> Problem to solve
The records below must be copied in full, exactly as they read.

[Data extract — start]

PR #2526, opened 2020-11-30
Test install command

hrantzsch:
While trying to update the Botan Conan package to 2.17.2 we discovered that `make install` silently fails on Windows ([conan-center PR](https://github.com/conan-io/conan-center-index/pull/3607))

The issue seem to be the forward slashes introduced to `C:/PythonXX/python.exe` in 72bbed1c5444455a51ce0d5f122b8ab750b1c1a6. When run through nmake, Windows fails to find python at this path and cannot run install.py. We only noticed because Conan complains about building an empty package.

[Data extract — finish]

> Answer to this problem
PR #2526, opened 2020-11-30
Test install command

hrantzsch:
While trying to update the Botan Conan package to 2.17.2 we discovered that `make install` silently fails on Windows ([conan-center PR](https://github.com/conan-io/conan-center-index/pull/3607))

The issue seem to be the forward slashes introduced to `C:/PythonXX/python.exe` in 72bbed1c5444455a51ce0d5f122b8ab750b1c1a6. When run through nmake, Windows fails to find python at this path and cannot run install.py. We only noticed because Conan complains about building an empty package.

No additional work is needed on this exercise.